▸ **Task description**:
Please copy each line of the records below that holds the word "global".

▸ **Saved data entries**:
PR #1867, opened 2023-07-13
Add PEP nicknames from XEP-0172

bodqhrohro:
* Setup telegabber
* Switch to the roster window
* Change some chat name at the Telegram side
* Look if it's changed in the roster

# I ran valgrind when using my new feature
```
==4147910== Memcheck, a memory error detector
==4147910== Copyright (C) 2002-2022, and GNU GPL'd, by Julian Seward et al.
==4147910== Using Valgrind-3.19.0 and LibVEX; rerun with -h for copyright info
==4147910== Command: profanity
==4147910== 
==4147910== 
==4147910== HEAP SUMMARY:
==4147910==     in use at exit: 1,849,573 bytes in 1,554 blocks
==4147910==   total heap usage: 1,551,248 allocs, 1,549,694 frees, 87,668,537 bytes allocated
==4147910== 
==4147910== LEAK SUMMARY:
==4147910==    definitely lost: 1,080 bytes in 15 blocks
==4147910==    indirectly lost: 2,125 bytes in 41 blocks
==4147910==      possibly lost: 832 bytes in 14 blocks
==4147910==    still reachable: 1,842,968 bytes in 1,457 blocks
==4147910==         suppressed: 0 bytes in 0 blocks
==4147910== Rerun with --leak-check=full to see details of leaked memory
==4147910== 
==4147910== For lists of detected and suppressed errors, rerun with: -s
==4147910== ERROR SUMMARY: 0 errors from 0 contexts (suppressed: 0 from 0)
```

### DIFF
--- a/src/xmpp/nickname.c
+++ b/src/xmpp/nickname.c
@@ -1,0 +1,74 @@
+/*
+ * nickname.c
+ * vim: expandtab:ts=4:sts=4:sw=4
+ *
+ * Copyright (C) 2023 Bohdan Horbesko <bodqhrohro@gmail.com>
+ *
+ * This file is part of Profanity.
+ *
+ * Profanity is free software: you can redistribute it and/or modify
+ * it under the terms of the GNU General Public License as published by
+ * the Free Software Foundation, either version 3 of the License, or
+ * (at your option) any later version.
+ *
+ * Profanity is distributed in the hope that it will be useful,
+ * but WITHOUT ANY WARRANTY; without even the implied warranty of
+ * MERCHANTABILITY or FITNESS FOR A PARTICULAR PURPOSE.  See the
+ * GNU General Public License for more details.
+ *
+ * You should have received a copy of the GNU General Public License
+ * along with Profanity.  If not, see <https://www.gnu.org/licenses/>.
+ *
+ * In addition, as a special exception, the copyright holders give permission to
+ * link the code of portions of this program with the OpenSSL library under
+ * certain conditions as described in each individual source file, and
+ * distribute linked combinations including the two.
+ *
+ * You must obey the GNU General Public License in all respects for all of the
+ * code used other than OpenSSL. If you modify file(s) with this exception, you
+ * may extend this exception to your version of the file(s), but you are not
+ * obligated to do so. If you do not wish to do so, delete this exception
+ * statement from your version. If you delete this exception statement from all
+ * source files in the program, then also delete it here.
+ *
+ */
+
+#include "xmpp/message.h"
+#include "xmpp/roster_list.h"
+#include "xmpp/stanza.h"
+#include "ui/ui.h"
+
+static int _pep_nick_handler(xmpp_stanza_t* const stanza, void* const userdata);
+
+void
+nickname_pep_subscribe(void)
+{
+    message_pubsub_event_handler_add(STANZA_NS_NICK, _pep_nick_handler, NULL, NULL);
+}
+
+static int
+_pep_nick_handler(xmpp_stanza_t* const stanza, void* const userdata)
+{
+    const char* from = xmpp_stanza_get_attribute(stanza, STANZA_ATTR_FROM);
+    if (from) {
+        xmpp_stanza_t* event = xmpp_stanza_get_child_by_name_and_ns(stanza, STANZA_NAME_EVENT, STANZA_NS_PUBSUB_EVENT);
+        if (event) {
+            xmpp_stanza_t* items = xmpp_stanza_get_child_by_name(event, STANZA_NAME_ITEMS);
+            if (items) {
+                xmpp_stanza_t* item = xmpp_stanza_get_child_by_name(items, STANZA_NAME_ITEM);
+                if (item) {
+                    xmpp_stanza_t* nick = xmpp_stanza_get_child_by_name_and_ns(item, STANZA_NAME_NICK, STANZA_NS_NICK);
+                    if (nick) {
+                        auto_char char* text = xmpp_stanza_get_text(nick);
+
+                        PContact contact = roster_get_contact(from);
+                        if (contact) {
+                            roster_change_name(contact, text);
+                        }
+                    }
+                }
+            }
+        }
+    }
+    return 1;
+}
--- a/Makefile.am
+++ b/Makefile.am
@@ -21,6 +21,7 @@ core_sources = \
 	src/xmpp/avatar.c src/xmpp/avatar.h \
 	src/xmpp/ox.c src/xmpp/ox.h \
 	src/xmpp/vcard.c src/xmpp/vcard.h src/xmpp/vcard_funcs.h \
+	src/xmpp/nickname.c src/xmpp/nickname.h \
 	src/event/common.c src/event/common.h \
 	src/event/server_events.c src/event/server_events.h \
 	src/event/client_events.c src/event/client_events.h \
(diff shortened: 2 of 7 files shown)


src/xmpp/nickname.c
```diff
@@ -0,0 +1,74 @@
...
+{
+    const char* from = xmpp_stanza_get_attribute(stanza, STANZA_ATTR_FROM);
+    if (from) {
+        xmpp_stanza_t* event = xmpp_stanza_get_child_by_name_and_ns(stanza, STANZA_NAME_EVENT, STANZA_NS_PUBSUB_EVENT);
+        if (event) {
+            xmpp_stanza_t* items = xmpp_stanza_get_child_by_name(event, STANZA_NAME_ITEMS);
+            if (items) {
+                xmpp_stanza_t* item = xmpp_stanza_get_child_by_name(items, STANZA_NAME_ITEM);
+                if (item) {
+                    xmpp_stanza_t* nick = xmpp_stanza_get_child_by_name_and_ns(item, STANZA_NAME_NICK, STANZA_NS_NICK);
```
sjaeckel, line 60: This could be simplified by using `xmpp_stanza_get_child_by_path()`
```suggestion
        xmpp_stanza_t* nick = xmpp_stanza_get_child_by_path(stanza, XMPP_STANZA_NAME_IN_NS(STANZA_NAME_EVENT, STANZA_NS_PUBSUB_EVENT), STANZA_NAME_ITEMS, STANZA_NAME_ITEM, XMPP_STANZA_NAME_IN_NS(STANZA_NAME_NICK, STANZA_NS_NICK), NULL);
```

sjaeckel (changes requested):
:+1: 

Will you also add the possibility to set such a nickname? as FMU now you'd have to use a different client to set it.

> `==4147910==    definitely lost: 1,080 bytes in 15 blocks`

where do those lost blocks originate? I'm mostly certain they're not lost in your feature, but still it'd be nice to know. Feel free to attach a logfile.

bodqhrohro:
> Feel free to attach a logfile.

[prof1.txt](https://github.com/profanity-im/profanity/files/12036005/prof1.txt)

src/xmpp/nickname.c
bodqhrohro: Nah, `nick` is NULL this way, and it's non-trivial to debug where exactly does it fail (looks OK to me, huh :/), so I'll probably leave it intact for now.

jubalh (changes requested):
Thanks for your feature!

Regarding CI:
* Please check https://github.com/profanity-im/profanity/blob/master/CONTRIBUTING.md on how to run clang format.
* You need to add a nickname_pep_subscribe (stub) to the tests. You can grep for avatar_pep_subscribe for example as inspiration

jubalh:
A couple of questions:

How should this play together with `/nick` (setting your own nickname in a MUC) `/roster nick` (assigning a nickname to a user in your roster). Should a nick sent by the contact or the nick I assign via `/roster nick` have a higher priority?

> Will you also add the possibility to set such a nickname? as FMU now you'd have to use a different client to set it.

?

jubalh:
From our MUC:
```
jubalh: pep.: do you support xep0172 in poezio? I would have some questions how to handle it: https://github.com/profanity-im/profanity/pull/1867#issuecomment-1633801969
pep.: I think we do but not really. I'd like to. I started something here about it: https://codeberg.org/joinjabber/support/issues/6
pep.: But for your question,  
pep.: If a nick is set manually in a MUC I'd use that rather than the global set nick
pep.: Same for the roster.
pep.: In general, if a user has done something manually for a more detailed level I'd use that rather than the global setting (172)
jubalh: pep.: I agree. Thanks for your input!
```

So I think we need to check if the user did set a nickname for person in their roster and only if they didn't use the nick that we get over this XEP. Same for MUC.

Could you add such functionality?

And do you plan to also implement the setting of the nick?

If you need any help or guidance don't hesitate to ask here or contact us in the MUC.

bodqhrohro:
> How should this play together with `/nick` (setting your own nickname in a MUC) `/roster nick` (assigning a nickname to a user in your roster). Should a nick sent by the contact or the nick I assign via `/roster nick` have a higher priority?

From the experience with my transport, users have different expectations. Some indeed prefer to set contact nicknames manually, and are frustrated when they are updated automatically. Other users are rather frustrated when they don't see relevant updates of the nickname (especially if they have saved a nickname provided in a subscription request, which in some clients is equal to setting it manually).

I suppose it should be a configuration option then, and the default should be to respect the nickname from the roster first then, as recommended by Modern XMPP.

> And do you plan to also implement the setting of the nick?

Maybe, but later. Setting the nickname via PubSub seems to need some server-side support, so I'll need to prepare it for testing first.

jubalh:
> I suppose it should be a configuration option then, and the default should be to respect the nickname from the roster first then, as recommended by Modern XMPP.

Yes configuration option would be good.

Taking roster nick in MUC doesn't make much sense to me since it could be that I want to reply to a user and write "John Tolkien: how are you doing?" because in my roster he is named like that. But everyone else sees his nickname as "JRRT" because that's what he set when joining.

> Maybe, but later. Setting the nickname via PubSub seems to need some server-side support, so I'll need to prepare it for testing first.

Ok, great.

H3rnand3zzz (changes requested):
Please, fix the nesting, add XEP support information to .doap file and disco (XEP-0030, XEP-0115, if it's recommended/required by the XEP that you are adding).

Thank you for your contribution.

src/xmpp/nickname.c
sjaeckel: Indeed, as I forgot that you have to give the full path, i.e. this should work:

```suggestion
        xmpp_stanza_t* nick = xmpp_stanza_get_child_by_path(stanza, STANZA_NAME_MESSAGE, XMPP_STANZA_NAME_IN_NS(STANZA_NAME_EVENT, STANZA_NS_PUBSUB_EVENT), STANZA_NAME_ITEMS, STANZA_NAME_ITEM, XMPP_STANZA_NAME_IN_NS(STANZA_NAME_NICK, STANZA_NS_NICK), NULL);
```

jubalh:
@bodqhrohro ping :)

bodqhrohro:
I see no real-life use for setting the nickname via PubSub and thus not sure what to do and why.

I forgot that my transport also sends the nickname in presences, and I implemented PubSub later than that specifically for Gajim as Gajim ignores the nickname in presences and uses only nicknames from PubSub. The person who I made this patch for finally implemented their own patch which takes the nickname from presences, as they found it easier; not sure if they intend to merge it upstream at all. Later I discovered that this actually violates the standard, as it specifies that regular non-subscribe presences MUST NOT include the nick.

jubalh:
Do I understand you right that you think your PR is obsolete?

bodqhrohro:
I'm not sure about that, as the other patch violates the XEP, but as of now it Just Works™. PEP is also not a great solution for the task, given that the roster name is anyway the highest priority according to modernxmpp spec, yet it works in Gajim. Slidge implements roster sync via a special privilege, and we probably would go this way eventually too (but that won't work for the users from other servers).

As of now, I'll probably close this PR and reopen it later if we come up with some decision. When more important features are implemented, I'll anyway return to the problem of presence flood, as they consume traffic excessively, and those out-of-spec nickname presences are a part of it.

jubalh:
> As of now, I'll probably close this PR and reopen it later if we come up with some decision. 

Feel free to reopen or create a new patch when you feel like it!
All improvements are welcome.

▸ **Expected answer**:
pep.: If a nick is set manually in a MUC I'd use that rather than the global set nick
pep.: In general, if a user has done something manually for a more detailed level I'd use that rather than the global setting (172)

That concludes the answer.